Task directions. Say how many lines in the listing below contain the word "opened". Give the number alone.

Input data.

Issue #772, opened 2024-09-16
Truncate content in votes table and delegates table


ChaituVR:
Following https://github.com/snapshot-labs/sx-monorepo/pull/760#issuecomment-2351012047

![image](https://github.com/user-attachments/assets/1f119ee5-2e74-4ba0-8519-1f149b790f90)

Go to https://snapshot.box/#/s:test.wa0x6e.eth/proposal/0x1ca55447da176052e43c80f151726b1d352e8bc10507bde803b0ee111e63aa1f/votes

voting power is not truncated instead it is hidden
![image](https://github.com/user-attachments/assets/0cd03166-b437-4679-944f-c5223d52a61d)

PR #816, opened 2024-09-25
fix: truncate voting power column

wa0x6e:
### Summary

Closes: #772

### How to test

1. Go to http://localhost:8080/#/s:apecoin.eth/delegates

Response. 2